Gelmişken Gümüşhane'de Harşıt Çayının etrafında,
Nihal Atsız Parkında "Serinlenelim" dedik.
Parkta görevli uzun boylu yakışıklı bir genç,
"Ne alırsınız ?"dedi.
"Çay,
Kahve,
Dondurmamız mükemmeldir"
*
Dondurmanın övgülü referansı üzerine,
Çaydan çaydık,
Dondurmada karar kıldık.
Gerçekten güzelmiş.

Genç adama,
"Nerelisin,
Öğrenci misin?" dedim.
Evet,
Öğrenciyim,
Diyarbakırlıyım dedi.
*
İşi vardı ama sohbetimizin de devam etmesini istiyordu.
İşlerinin arasında,
Gelişen ve değişen Diyarbakır'dan bahsetti.

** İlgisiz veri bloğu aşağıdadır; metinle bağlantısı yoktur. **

PR #3644, opened 2025-12-30
Add script to check that the tsdoc is correct and up-to-date

BillCarsonFr:
I noticed that some docs were out-dated, so adding some script to add some basic checks.
It will not force to add docs on all methods for now, but it will check for missing or dead params for example


package.json
```diff
@@ -18,11 +18,12 @@
     "serve": "vite preview",
     "prettier:check": "prettier -c .",
     "prettier:format": "prettier -w .",
-    "lint": "yarn lint:types && yarn lint:eslint && yarn lint:knip",
+    "lint": "yarn lint:types && yarn lint:eslint && yarn lint:knip && yarn lint:tsdoc",
     "lint:eslint": "eslint --max-warnings 0 src playwright",
     "lint:eslint-fix": "eslint --max-warnings 0 src playwright --fix",
     "lint:knip": "knip",
     "lint:types": "tsc",
+    "lint:tsdoc": "eslint --ext .ts,.tsx src",
```
Half-Shot: isn't that just running eslint against only TS files? Functionally overlapped by `lint:eslint`?

Half-Shot (dismissed):
Seems like a good change, modulo script command?

package.json
BillCarsonFr: oh right, I did some back and forth and now it is unneeded

src/state/CallViewModel/localMember/LocalMember.ts
```diff
@@ -138,7 +138,16 @@ interface Props {
...
+ * @param props The properties required to create the local membership.
+ * @param props.scope The observable scope to use.
+ * @param props.connectionManager The connection manager to get connections from.
+ * @param props.createPublisherFactory Factory to create a publisher once we have a connection.
+ * @param props.joinMatrixRTC Callback to join the matrix RTC session once we have a transport.
+ * @param props.homeserverConnected The homeserver connected state.
+ * @param props.localTransport$ The local transport to use for publishing.
+ * @param props.logger The logger to use.
+ * @param props.muteStates The mute states for video and audio.
+ * @param props.matrixRTCSession The matrix RTC session to join.
```
robintown, line 150: For what it's worth I think we should stick to putting these kinds of comments in the `interface` definition rather than on the function, generally. It's a little easier to pull up the docs for each property while writing a function call that way.

robintown (approved):

src/state/CallViewModel/localMember/LocalMember.ts
BillCarsonFr: Yes it feels a bit strange to me also, but I am not familiar with js doc.
It looks like lint requires them because we are doing `destructuring`/`unpacking` of the arguments in the signature.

"Memleketim çok gelişti çok!
4 sene üzerine Diyarbakır'a gittim,
Vallaha yittim!
Arkadaşlara gelin,
Beni alın eve götürün" dedim.
*
"Burada,
Gümüşhane Üniversitesinde Acil müdahale okudum.
Ardından,
İş Sağlığı ve Güvenliği Bölümünde okuyorum.
Yani şimdi burada eğitim amaçlı bulunuyorum,
*
Okurken de çalışarak maddi ihtiyaçlarımı kazanıyorum.

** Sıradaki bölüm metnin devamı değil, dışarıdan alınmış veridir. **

PR #3649, opened 2026-01-05
Removed unused `perParticipantE2EE` param.

Half-Shot:
Looking high and low, I can't see any usages of this param. I also can't really tell *what* this would do in Element Call today, as we determine the EncryptionSystem based on whether A) The url params contains a `password` or B) Whether the room is encrypted. 

We seem to have got by for some time without this parameter being used, so I get the feeling it isn't useful to keep around.


toger5 (approved):
There is still the logic in EW for the guest link: https://github.com/vector-im/element-web/blob/fe73a0358c3c12fa764a2b30327ae2eedd4ab6a6/src/models/Call.ts#L757

You are probably right that this is still non breaking since in an encrypted room we will just end up using perParticipantE2EE anyways.

Still would be nice to combine this with an EW PR so that the EW source is not confusing ppl.

toger5:
Before merging I think it also would be very nice to test the guest experience just to make sure that right now everything is working fine without the url param being used.

Half-Shot:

Ülkemin bu günkü halinden mutluyum.
Geleceğimizden umutluyum.
Artık terör yok gibi.
Bizlerde artık gelecek hayalleri kurabiliyoruz.
Eğitimimizi tamamlıyoruz.
Buradan sonra İstanbul'da yaşamıma devam etmek istiyorum."
Dedi Ramazan Esmer.
*
Yaklaşık bir saatlik istirahatın ve birkaç dakikalık sohbetin ardından,
Ramazan'dan ayrılmak zor geldi.
Kendisine buradan tekrar başarılar diliyorum.

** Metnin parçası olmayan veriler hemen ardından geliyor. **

PR #3652, opened 2026-01-05
Fix margins in `showControls=false` url param mode

toger5:
Test:
 - add `showControls=false&header=none` to the url params
 - start a call with this netlify build vs call.element.dev
 - Make sure the screen is very large (wide in particular 16:10 should work) so that the video tiles dont get "aspect capped" and end up having a larger margin top and bottom anyways.
 before:

Screenshot 2026-01-09 at 13 52 03
 
 after:
Screenshot 2026-01-09 at 13 51 57
 
 Pulled out of #3638


robintown (commented):
What do you consider broken about the current margins with controls hidden? This is what I see:

Screenshot From 2026-01-08 11-44-11

I'm not sure that we should make the footer take up as much empty space in this mode as it does normally, if the flag is for minimizing extra UI elements.

toger5:
This is what I see.
This is fairly old code I did not want to lose. I was not fully aware of the context when opening the PR.
Its about `showControls=false&header=none`
then it looks like this:
Screenshot 2026-01-09 at 13 40 20

toger5:
@robintown updated the impl. It does not work like this anymore due to the `footer.hidden`
(as i said really old code ;) )

toger5:
This can get squashed merged.

BillCarsonFr:
@toger5 what's up with this PR?

toger5:
I just tested, and this is still a problem.
I updated the description since the reproduction needs to be more specific.

robintown:
Is the issue that the tile runs up against the bottom of the viewport in this mode?

toger5:
I played around with the fix and this is still looking fine.

toger5:
I merged this with the current main branch.
So it can be reviewed again.

robintown (changes requested):
One concern with this approach, if I keep the window at a normal desktop size but call `controls.enablePip()` to force the picture-in-picture layout, the footer is still visible:

Screen Shot 2026-05-04 at 18 47 11

toger5:
Is this sth that can realistically happen?
> but call controls.enablePip() to force the picture-in-picture layout, the footer is still visible

robintown:
Not sure, but I could imagine a tablet which lets you resize a PiP view to be arbitrarily large. Anyway it seems like a similar pattern to the header could be applied, where we differentiate "no footer" (due to the URL param) versus "hidden footer"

Bu arada Ramazan'ın Fenerbahçeli olduğunu öğrendik.
Ona da bizim Trabzonsporlu olduğumuzu öğrettik.
Evet, şaka bir tarafa,
Bu ülke bizim.
İstanbul,
Van,
Diyarbakır,
Trabzon bizim...
Bu insanlar bizim...
Yok öyle ayrı gayrı...
Öyle değil mi Ramazan!
ENE AĞTEZİRU LEKE
Arapça,
Ene ağteziru leke
Türkçesi:
Senden özür dilerim.

İşte Suudilerden,
Kaşıkçı Cinayeti ile ilgili olarak bu lafı duymamız için,
BM Suudileri uyarmış.
*
Zira diplomatik avantajları kullanarak bir ülkede cinayet işlemeye kalkmak ve sonra da o cinayeti Türkiye'nin üzerine yıkmak gibi bir şark kurnazlığını deneyen,
Suudi prensi Bay Salman,
Bu durumda ne yapar dersinizi?
Bence özür,
Yani,
"Ene ağteziru leke!"
demez.
Zira o,
Ancak manevi agası olan Amerika'dan özür diler.
Ancak ona der:
Ene ağteziru leke!
SECCADE KURAN SİLAH
Bizim Mustafa yazıcı,
Yani namı değer Mustafa printer ile öğle yemeği yedik.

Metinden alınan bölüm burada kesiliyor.